Bordeaux- the name evokes status and maybe Old World class. The region rests on the 45th parallel and the prime meridian. This, being spring, could be the perfect time to enjoy soft, elegant reds and crisp, vibrant whites. Exchange rates are not so good, but genuine values still exist.
The Bordeaux Wine Bureau has announced "Today's Bordeaux", a list of 100 classic, contemporary, affordable wines. The list of 100 wines offers cool whites, balanced reds, and even a sweet wine, all priced between $8 and $25. "Today's Bordeaux's 100" wines are readily available across the country and offer value and a wine that fits perfectly on the American table, with balance and finesse.
Pick up one of these 18 crisp Sauvignon Blanc blends:
2004 St. Savin, Bordeaux, $8.99
2004 Mouton Cadet Blanc, Bordeaux, $8.99
2006 Dourthe Barrel Select, Bordeaux, $9.99
2005 Premius Sauvignon Blanc, Bordeaux, $10.00
2005 La Vigne d'Argent, Bordeaux, $10.00
2006 Château Bonnet, Entre Deux Mers, $11.00
2006 Château Lamothe de Haux, Bordeaux, $11.99
2005 Mascaron, Bordeaux, $11.99
2005 Château Jacquet Cuvée Prestige Entre Deux Mers, $12.00
2005 Dourthe No 1, Bordeaux, $12.99
2005 Château Sansey, Graves, $13.00
2005 Château Ducla, Entre Deux Mers, $13.00
2005 Château Tour de Mirambeau, Bordeaux, $14.99
2005 Vieux Château Gaubert, Graves, $16.99
2005 Château Chantegrive, Graves, $17.00
2004 Chateau Villa Bel-Air, Graves: $21.00
A good shopkeeper can find other value priced Bordeaux wines, given the chance.
If grilling some burgers, open one of the 83 balanced versatile Cabernet/Merlot blends offered on the website list. Or pair the sweet white wine Castelnau de Suduiraut from Sauternes ($18.99) with a bowl of fresh fruit on a spring day. Visit www.bordeauxwinebureau.org to view the "Today's Bordeaux" list.
Grills gone wild
Are you still making grilling mistakes? Tom Perini, a cook for current Presidents and Kings (as in the King Ranch), based at the Perini Ranch Steakhouse in Buffalo Gap, Texas (ten miles South of Abilene) has a few secrets.

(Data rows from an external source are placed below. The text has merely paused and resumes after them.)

PR #4189, opened 2017-11-29
Extract functional components

eatyourgreens:
Extracts components for Talk preferences, project preferences and pagination.
Fixes array sort being called more than once for Talk preferences.
Adds a footer to the project listing table.
Fixes page number being passed as a string, instead of a number, in the page change event handler.

### DIFF
--- a/app/pages/settings/email.jsx
+++ b/app/pages/settings/email.jsx
@@ -124,7 +124,7 @@ Pagination.defaultProps = {
   meta: {
     page_count: 1
   },
-  page: '1'
+  page: 1
 };
 
 class EmailSettingsPage extends React.Component {
--- a/app/pages/settings/email.jsx
+++ b/app/pages/settings/email.jsx
@@ -70,7 +70,7 @@ function ProjectPreferences({ projects, projectPreferences, onChange }) {
                   type="checkbox"
                   name="email_communication"
                   checked={projectPreference.email_communication}
-                  onChange={(e) => onChange(i, e)}
+                  onChange={e => onChange(i, e)}
                 />
               </td>
               <td>
@@ -124,8 +124,8 @@ Pagination.defaultProps = {
   meta: {
     page_count: 1
   },
-  page: 1
-}
+  page: '1'
+};
 
 class EmailSettingsPage extends React.Component {
   constructor(props) {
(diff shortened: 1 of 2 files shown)


app/pages/settings/email.jsx
```diff
@@ -5,11 +5,133 @@ import talkClient from 'panoptes-client/lib/talk-client';
...
+  },
+  page: '1'
+}
+
 class EmailSettingsPage extends React.Component {
   constructor(props) {
     super(props);
     this.state = {
-      page: 1,
+      page: '1',
```
simoneduca: Why a string? It was an integer in [the original](https://github.com/zooniverse/Panoptes-Front-End/blob/master/app/pages/settings/email.cjsx#L16)

eatyourgreens: Try changing it to `React.PropTypes.number` and watch the invalid prop warnings pile up in the dev console.

eatyourgreens: Or change this back to a number and watch the warnings appear when you run the tests.

simoneduca: Mm that's annoying, thanks.

eatyourgreens: Do you want me to fix the email settings component so that page number is always passed around as a number?

eatyourgreens: Fixed in 2fa1281

simoneduca:
Waiting for the tests to pass before merging.

app/pages/settings/email.jsx
```diff
@@ -5,6 +5,128 @@ import talkClient from 'panoptes-client/lib/talk-client';
...
+  }),
+  page: React.PropTypes.number,
+  onChange: React.PropTypes.func
+};
+
+Pagination.defaultProps = {
+  meta: {
+    page_count: 1
+  },
+  page: '1'
```
eatyourgreens: Didn't I just fix this? Page is a number, not a string.

eatyourgreens:
You've broken the page prop type warning that I fixed.

simoneduca:
Oops, sorry. I've stash my changes, pulled your changes and then pop them on. Then pushed. How do I fix it?

eatyourgreens:
Change the default page value back to a number. See my last comment on the code.

simoneduca:
Here you go.

Issue #4187, opened 2017-11-28
pages/about ES6 conversion


jelliotartz:
#### Purpose of issue: an overview of work needed to convert all the files in `pages/about` to ES6.

Most of these conversions look pretty straightforward - ie, they should be stateless functional components that follow a pretty standard workflow:
- write failing unit tests for each component
- update router for ES6 syntax
- move text to translation file
- make tests pass
- address any linter errors
- create staging branch
- pass all required manual testing and review checklist items

Happy to adjust if desired :) 

## Files to be converted to ES6
`about/`
- [x] `about-home`
- [x] `acknowledgements`
- [x] `contact-page`
- [x] `faq-page`
- [x] `index`
- [ ] `publications-page`
- [ ] `team-page`

PR #4190, opened 2017-11-29
AboutHome ES6 conversion

jelliotartz:
## Describe your changes
- Converts AboutHome from coffeescript to ES6.
- Adds unit tests for AboutHome component.
- Moves text to `locales/en`.
- Staging branch URL: https://about-home-es6-conversion.pfe-preview.zooniverse.org/
- Towards #4187.

### Required Manual Testing

### Review Checklist

- [x] Does it work on mobile?

### Optional


app/locales/en.js
```diff
@@ -185,5 +185,14 @@ export default {
...
+      anyoneCanResearch: '### At the Zooniverse, anyone can be a researcher\n\nYou don’t need any specialised background, training, or expertise to participate in any Zooniverse projects. We make it easy for anyone to contribute to real academic research, on their own computer, at their own convenience.\n\nYou’ll be able to study authentic objects of interest gathered by researchers, like images of faraway galaxies, historical records and diaries, or videos of animals in their natural habitats. By answering simple questions about them, you’ll help contribute to our understanding of our world, our history, our Universe, and more.\n\nWith our wide-ranging and ever-expanding suite of projects, covering many disciplines and topics across the sciences and humanities, there\'s a place for anyone and everyone to explore, learn and have fun in the Zooniverse. To volunteer with us, just go to the [Projects](/projects) page, choose one you like the look of, and get started.',
```
rogerhutchings: Instead of using newline characters, you can create multi-line strings using backticks:

```
`
Paragraph 1

Paragraph 2
`
```

app/pages/about/about-home.spec.js
```diff
@@ -0,0 +1,23 @@
...
+
+describe('AboutHome', function () {
+  let wrapper;
+
+  before(function () {
+    wrapper = shallow(<AboutHome />);
+  });
+
+  it('renders without crashing', function () {
+    assert.equal(wrapper, wrapper);
```
rogerhutchings: This is always going to be true. I'm pretty sure this test can just be an empty function, as the `before` block renders the component.

app/locales/en.js
jelliotartz: Using the backticks doesn't work with our Markdown components though, which we're using to render these sections. If we stop using Markdown, will we need to introduce our own styles if we want to keep the look of the site the same across all these static pages (see also, eg, privacy and security policy). Happy to entertain other possibilities, but not sure if using backticks/no Markdown is the easiest way to get what we want here.

image


Backticks render like this ^^

image


Markdown elements render like this ^^

rogerhutchings: Not suggesting not using Markdown, but I didn't know the markdown components couldn't handle backticks. ¯\_(ツ)_/¯

rogerhutchings: By the way - did you use the backticks instead of the single quotes around the strings, or inside?

jelliotartz: Instead of. Using them inside fails to compile.

srallen: That makes sense because that's telling the javascript to use a template literal by using back ticks.

srallen: Since these are the strings eventually translator volunteers may see we may want to just break it up into more key/value pairs. This is probably fine for now though.

PR #4204, opened 2017-12-05
Add project state radio buttons to admin

rogerhutchings:
Staging branch URL: https://project-status-admin.pfe-preview.zooniverse.org/

Fixes @mrniaboc and @camallen eyeballing me as soon as I entered the office this morning.

Adds some radio buttons to the project admin page so an admin can set a project's state to either live (`''`), paused (`'paused'`) or finished (`'finished'`)

I found some other states on projects on the staging server, e.g. `'live'` and `'development'`. Should these be supported as well @camallen?

# Required Manual Testing

# Review Checklist

- [ ] Does it work on mobile?

# Optional

### DIFF
--- a/app/pages/admin/project-status.jsx
+++ b/app/pages/admin/project-status.jsx
@@ -188,7 +188,7 @@ class ProjectStatus extends Component {
     if (!this.state.project) {
       return <LoadingIndicator />;
     }
-    console.info(this)
+
     return (
       <div className="project-status">
         <ProjectIcon project={this.state.project} />
--- a/app/pages/admin/project-status.jsx
+++ b/app/pages/admin/project-status.jsx
@@ -199,6 +199,7 @@ class ProjectStatus extends Component {
             <label htmlFor="project-state-active">
               <input
                 id="project-state-active"
+                name="project-state-buttons"
                 type="radio"
                 value=""
                 checked={this.state.project.state === ''}
@@ -209,6 +210,7 @@ class ProjectStatus extends Component {
             <label htmlFor="project-state-paused">
               <input
                 id="project-state-paused"
+                name="project-state-buttons"
                 type="radio"
                 value="paused"
                 checked={this.state.project.state === 'paused'}
@@ -219,6 +221,7 @@ class ProjectStatus extends Component {
             <label htmlFor="project-state-finished">
               <input
                 id="project-state-finished"
+                name="project-state-buttons"
                 type="radio"
                 value="finished"
                 checked={this.state.project.state === 'finished'}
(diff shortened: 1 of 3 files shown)


mrniaboc:
Hahaha great work Roger!

There are already buttons for 'live' and 'development' status on the admin page. Perhaps the new live (' ') status should be called 'active' to avoid confusion and match the projects page?

rogerhutchings:
It's called `Active` already, I'm a muppet and wrote the PR comment wrong

screenshot 2017-12-05 11 28 19

mrniaboc:
Ah ha! I couldn't see the preview page, sorry! Good man.

eatyourgreens:
You can't deselect a radio button, only change the selection to another button in the same named group, so one of these buttons should always be selected by default.

app/pages/admin/project-status.jsx
```diff
@@ -185,6 +192,43 @@ class ProjectStatus extends Component {
...
       <div className="project-status">
         <ProjectIcon project={this.state.project} />
+
+        <div className="project-status__section project-status__section--state">
+          <h4>Project State</h4>
+          <fieldset>
+            <label htmlFor="project-state-active">
+              <input
+                id="project-state-active"
+                type="radio"
```
eatyourgreens: name attribute is missing.

rogerhutchings:
As discussed offline - there are other states that a project may be in, so having a default state may not work.

eatyourgreens:
@rogerhutchings if I accidentally select 'Active' for a project that's still in development, then can't deselect it, does anything break?

Otherwise, this looks good to me.

app/pages/admin/project-status.jsx
```diff
@@ -185,6 +192,46 @@ class ProjectStatus extends Component {
     return (
       <div className="project-status">
         <ProjectIcon project={this.state.project} />
+
+        <div className="project-status__section project-status__section--state">
+          <h4>Project State</h4>
+          <fieldset>
+            <label htmlFor="project-state-active">
```
camallen: Unfortunately this wasn't setup with active in the enum states api side. I apologise for this. The enum states you can set are paused and finished only. Thus the active setting here acts as a reset instead of an actual state. I would assume clicking active would persist that change through the UI. Perhaps we should rename active to reflect this behaviour. 

The state param is a ***** mess api side, if the enum field is set it uses that if not it proxies to the live setting. I have no idea why but it does.

rogerhutchings: Right - it now sets it to an empty string instead of `live`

First, too many amateurs come in below the heat radar. Inflame your coals or wood chips (his favorite, dried Mesquite) then let the fire subside. "Hold your hand one inch above the grill", says Perini. "If you can keep your hand there for three seconds, the grill is not hot enough."
His biggest secret is the herbal rub applied to, in this case, a sirloin steak. Combine one tsp. (teaspoon) dried oregano, one tsp. dried thyme, one tsp. paprika, one tsp. salt, half a tsp. garlic powder, half a tsp. onion powder, half a tsp. white pepper, half a tsp. black pepper, and a quarter tsp. ground red pepper. Combine the ingredients and then rub this upon the surface of the meat before grilling. Serve with grilled peppers and seared green onion.
"Once you have the proper heat, you must factor in hangover heat," adds Perini, referring to the other end of the heat spectrum, "Meat keeps cooking after removal from the grill. Take the steak off a couple of minutes before you think that it looks done." Otherwise, you are just serving leather.
For further culinary success, serve this sizzlin' sirloin with Fess Parker Winery's Syrah, Santa Barbara ($18-20), or their complex, blackberry laced "Rodney's Vineyard" ($38-40). The coonskin cap is, of course, optional.